I have a nasty problem here which I have been working at for a while but keep getting rubbish answers.

I have tried using: E = surface charge density/(dielectric constant * Epsilon0 (8.85*10^-12) but I get a dielectric material which has a lower dielectric constant than air.
I really need a formula to relate capacitance to electric field.
Any help would be much appreciated.

Also, the prudent engineer always does a dimensional analysis to see if the units match up... in this case they should indeed equal inverse Farads. (Please note the use of d here is not a differential).

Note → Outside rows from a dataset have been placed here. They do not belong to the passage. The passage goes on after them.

PR #191, opened 2023-11-14
Ensure CI covers examples and unit tests, fix clippy findings

cpu:
While reviewing https://github.com/rustls/rcgen/pull/188 I wanted to confirm that example code was being built in CI. It turns out that it wasn't. Similarly we haven't been running `clippy` against test code, and so there was a number of findings to address.

This branch updates CI to:

* Remove `--all`.  This is a deprecated alias for `--workspace`, and `--workspace` is the default for a directory containing a workspace so it can be omitted.
* Use `--all-targets` whenever we run `cargo check`, `cargo test` or `cargo clippy`. This ensures coverage for both examples and unit tests.

In order for the `cargo clippy ... --all-targets` to succeed this branch addresses each of the findings that were present. I've done this with a separate commit per class of finding to make it easier to review. In one case (7bfe0ef5d87d48ae039afe332604e8858e6f1ca1) I allowed the finding instead of fixing it since it seemed like the choice of digit groupings was done intentionally.

### DIFF
--- a/.github/workflows/ci.yml
+++ b/.github/workflows/ci.yml
@@ -38,8 +38,8 @@ jobs:
         uses: dtolnay/rust-toolchain@stable
         with:
           components: clippy
-      - run: cargo clippy --all-features
-      - run: cargo clippy --no-default-features
+      - run: cargo clippy --all-features --all-targets
+      - run: cargo clippy --no-default-features --all-targets
 
   rustdoc:
     name: Documentation
--- a/.github/workflows/ci.yml
+++ b/.github/workflows/ci.yml
@@ -57,7 +57,7 @@ jobs:
         with:
           toolchain: ${{ matrix.toolchain }}
       - name: cargo doc (all features)
-        run: cargo doc --all --all-features --document-private-items
+        run: cargo doc --all-features --document-private-items
         env:
           RUSTDOCFLAGS: ${{ matrix.rust_channel == 'nightly' && '-Dwarnings --cfg=docsrs' || '-Dwarnings' }}
 
@@ -89,10 +89,10 @@ jobs:
       uses: dtolnay/rust-toolchain@stable
     - run: echo "VCPKG_ROOT=$env:VCPKG_INSTALLATION_ROOT" | Out-File -FilePath $env:GITHUB_ENV -Append
     - run: vcpkg install openssl:x64-windows-static-md
-    - name: Run cargo check --all
-      run: cargo check --all
+    - name: Run cargo check
+      run: cargo check
     - name: Run the tests
-      run: cargo test --all
+      run: cargo test
     - name: Run the tests with x509-parser enabled
       run: cargo test --verbose --features x509-parser
     - name: Run the tests with no default features enabled
@@ -128,10 +128,10 @@ jobs:
       uses: dtolnay/rust-toolchain@master
       with:
         toolchain: ${{ matrix.toolchain }}
-    - name: Run cargo check --all
-      run: cargo check --all
+    - name: Run cargo check
+      run: cargo check
     - name: Run the tests
-      run: cargo test --all
+      run: cargo test
     - name: Run the tests with x509-parser enabled
       run: cargo test --verbose --features x509-parser
     - name: Run the tests with no default features enabled
--- a/.github/workflows/ci.yml
+++ b/.github/workflows/ci.yml
@@ -90,13 +90,13 @@ jobs:
     - run: echo "VCPKG_ROOT=$env:VCPKG_INSTALLATION_ROOT" | Out-File -FilePath $env:GITHUB_ENV -Append
     - run: vcpkg install openssl:x64-windows-static-md
     - name: Run cargo check
-      run: cargo check
+      run: cargo check --all-targets
     - name: Run the tests
-      run: cargo test
+      run: cargo test --all-targets
     - name: Run the tests with x509-parser enabled
-      run: cargo test --verbose --features x509-parser
+      run: cargo test --verbose --features x509-parser --all-targets
     - name: Run the tests with no default features enabled
-      run: cargo test --verbose --no-default-features
+      run: cargo test --verbose --no-default-features --all-targets
 
   build:
     strategy:
@@ -129,13 +129,13 @@ jobs:
       with:
         toolchain: ${{ matrix.toolchain }}
     - name: Run cargo check
-      run: cargo check
+      run: cargo check --all-targets
     - name: Run the tests
-      run: cargo test
+      run: cargo test --all-targets
     - name: Run the tests with x509-parser enabled
-      run: cargo test --verbose --features x509-parser
+      run: cargo test --verbose --features x509-parser --all-targets
     - name: Run the tests with no default features enabled
-      run: cargo test --verbose --no-default-features
+      run: cargo test --verbose --no-default-features --all-targets
 
   coverage:
     name: Measure coverage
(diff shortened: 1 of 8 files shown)


.github/workflows/ci.yml
```diff
@@ -57,7 +57,7 @@ jobs:
         with:
           toolchain: ${{ matrix.toolchain }}
       - name: cargo doc (all features)
-        run: cargo doc --all --all-features --document-private-items
+        run: cargo doc --workspace --all-features --document-private-items
```
djc, line 60: Seems to me that `--workspace` is also the default in directories that contain a workspace -- so we could just leave it out and clean all these up? That would be my preference.

.github/workflows/ci.yml
```diff
@@ -89,14 +89,14 @@ jobs:
       uses: dtolnay/rust-toolchain@stable
     - run: echo "VCPKG_ROOT=$env:VCPKG_INSTALLATION_ROOT" | Out-File -FilePath $env:GITHUB_ENV -Append
     - run: vcpkg install openssl:x64-windows-static-md
-    - name: Run cargo check --workspace
-      run: cargo check --workspace
+    - name: Run cargo check --workspace --all-targets
+      run: cargo check --workspace --all-targets
     - name: Run the tests
-      run: cargo test --workspace
+      run: cargo test --workspace --all-targets
```
djc, line 95: `test` defaults to `--all-targets` so I think we should leave it out here and below.

djc (approved):

rcgen/examples/rsa-irc-openssl.rs
```diff
@@ -1,5 +1,3 @@
-#![allow(clippy::complexity, clippy::style, clippy::pedantic)]
```
djc, line 1: Not sure this tracks with your commit message? If new lints appear in any of these categories we're still going to warn about these, which (according to this `#![allow]`) is unwanted?

djc (approved):
Nice!

.github/workflows/ci.yml
cpu: I swore I tested this and didn't see it processing the examples directory but I might have made a mistake. I'll double check and drop it if so

rcgen/examples/rsa-irc-openssl.rs
cpu: I thought being warned for new lints that apply would be the desired behaviour.

.github/workflows/ci.yml
cpu: Yeah, I'm not sure if there's something deeper going on here, but I see a difference when `--all-targets` isn't provided and I run `cargo test` in the root of the repo:

Without:
```
[daniel@blanc:~/Code/Rust/rcgen]$ cargo test 1>/dev/null
    Finished test [unoptimized + debuginfo] target(s) in 0.05s
     Running unittests src/lib.rs (target/debug/deps/rcgen-f88f7e4d6f3a7bd5)
     Running tests/botan.rs (target/debug/deps/botan-c52964ac1215ee80)
     Running tests/generic.rs (target/debug/deps/generic-19ee0dcd0b8cb3b1)
     Running tests/openssl.rs (target/debug/deps/openssl-0a1d87c1cbad2f2f)
     Running tests/util.rs (target/debug/deps/util-a1c4b7443d444db3)
     Running tests/webpki.rs (target/debug/deps/webpki-94dd7b7973978afc)
     Running unittests src/main.rs (target/debug/deps/rustls_cert_gen-0df5c6c468d810e0)
   Doc-tests rcgen
```

With:
```
[daniel@blanc:~/Code/Rust/rcgen]$ cargo test --all-targets 1>/dev/null
    Finished test [unoptimized + debuginfo] target(s) in 0.06s
     Running unittests src/lib.rs (target/debug/deps/rcgen-f88f7e4d6f3a7bd5)
     Running tests/botan.rs (target/debug/deps/botan-c52964ac1215ee80)
     Running tests/generic.rs (target/debug/deps/generic-19ee0dcd0b8cb3b1)
     Running tests/openssl.rs (target/debug/deps/openssl-0a1d87c1cbad2f2f)
     Running tests/util.rs (target/debug/deps/util-a1c4b7443d444db3)
     Running tests/webpki.rs (target/debug/deps/webpki-94dd7b7973978afc)
     Running unittests examples/rsa-irc.rs (target/debug/examples/rsa_irc-1f3811a2067a25e1)
     Running unittests examples/rsa-irc-openssl.rs (target/debug/examples/rsa_irc_openssl-33576615a0a33f63)
     Running unittests src/main.rs (target/debug/deps/rustls_cert_gen-0df5c6c468d810e0)
```

Notable the `--all-targets` version is the only one that outputs lines for `examples/...`

.github/workflows/ci.yml
cpu: Fixed to remove `--all` throughout, using the implicit `--workspace` default.

rcgen/examples/rsa-irc-openssl.rs
cpu: I reworked the commit message.

.github/workflows/ci.yml
djc: Well, I don't think we need `cargo test` to cover examples as long as we have `cargo check --all-targets` covering examples?

rcgen/examples/rsa-irc-openssl.rs
djc: I read this `#![allow]` as wanting to not see warnings for new lints from these particular categories.

.github/workflows/ci.yml
cpu: Is there harm in having `cargo test` use `--all-targets`? I admit it seems unlikely there will be unit tests added to an example but it seems better to be in a state where if that does happen we don't need to remember to make any changes to CI.

I don't feel strongly but I also don't see the downside.

djc: Oh, so this is about unit tests in examples... Sure, I guess it's fine.

rcgen/examples/rsa-irc-openssl.rs
cpu: I guess I'm not sure why you wouldn't want to see those warnings. Fixing them doesn't seem like a tremendous burden and will keep the example code more idiomatic.

If it's a point of contention I can drop this change but it seems like an unnecessary concern.

.github/workflows/ci.yml
cpu: Yup: my primary goal is to ensure that all code is built in CI, and all tests are run, no matter where they're defined.

rcgen/examples/rsa-irc-openssl.rs
djc: (I'm not saying having this would be my choice... just guessing at the original intention.)

cpu: Let's wait and see what est31 thinks. I'll restore the `allow`'s if requested, but if that's the direction we go it should be done consistently. `sign-leaf-with-ca.rs` is missing the `allow` and should be fixed.

rcgen/tests/openssl.rs
```diff
@@ -79,7 +79,7 @@ impl Read for PipeEnd {
 	fn read(&mut self, mut buf: &mut [u8]) -> ioResult<usize> {
 		let inner = self.inner.borrow_mut();
 		let r_sl = &inner.0[1 - self.end_idx][self.read_pos..];
-		if r_sl.len() == 0 {
+		if r_sl.is_empty() {
```
est31, line 82: this is one of the clippy lints that I don't like :(.

est31 (approved):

Thanks guys, but I have already tried using E = sigma/kEo and solving this equation gives me a dielectric constant of 0.07 something. d is the separation between plates right? well where am I getting this from, I assume I can just put a random value in here and it should work if i keep it the same.
But I think the problem I am having is the fact that they have equal and opposite charges of 8.9x10^-7, in terms of C=q/v do I just use this as the value of q? because if so shouldnt I beable to put a constant value for v and find out the differences in capacitance and therefore the dielectric constant? and to maverrick, yes I get all that but I do not know how to relate the electric fields, I know that when there is a dielectric inthere that the electric field is increased by a factor of k.

Im sure this problem is a lot easier than I am making it out to be but I just dont see it.

(by the way, how do you make the formulae look cool like that)

whenever I try to calulate the electric field of the capacitor without a dielectric, I get a value which is less than the electric field of the capacitor with a dielectric and this is impossible.

and this is using E=q(enc)/Eo (gauss's law) or E=q(enc)/EoA (which concidently ends up the same equation as gauss's law) and using these values ofcourse gives me an unfeasible dielectric constant of 0.0718

right--- there's no case where [tex]\kappa_e > 1 [/tex]

Hmm this is quite puzzling.

I have been looking thru my Resnick and Halliday physics text and am not able to find a single example problem where they do NOT give you the distance between the air gap capacitor.

You wouldnt have to double it... that much I know.

Thats like saying the previous cases you suggested would mean only one of the plates is charged and the other has a net charge of zero. But we know that this wouldnt be the case.

I have the same textbook as you (6th edition). The problem is definatly correct and there is no extra information. This problem is a repeat from the last assignment I had, I guess too many people got it wrong.

[tex]E= q/ \epsilon_0 [/tex] use this to find the electric field of the capacitor, subtract from this the electric field given in the problem to find the electric field due to the induced charges on the dielectric which opposes the capacitor electric field. you'll need to use the proper formula to find solve the rest, if you can't find it...well that would be pathetic.

this electric field due to the induce charges is opposite in sign to the capacitor field. Nevertheless we can still reuse gauss' law (the one in latex) to find the induced charge.

Finally I ended up with this equation:
[tex]\kappa=\frac{Q}{Q-\epsilon_{0}AE_D}[/tex]
where [tex]E_D[/tex] denotes the electric field within the diaeletric. Am I right? Btw, what's the answer?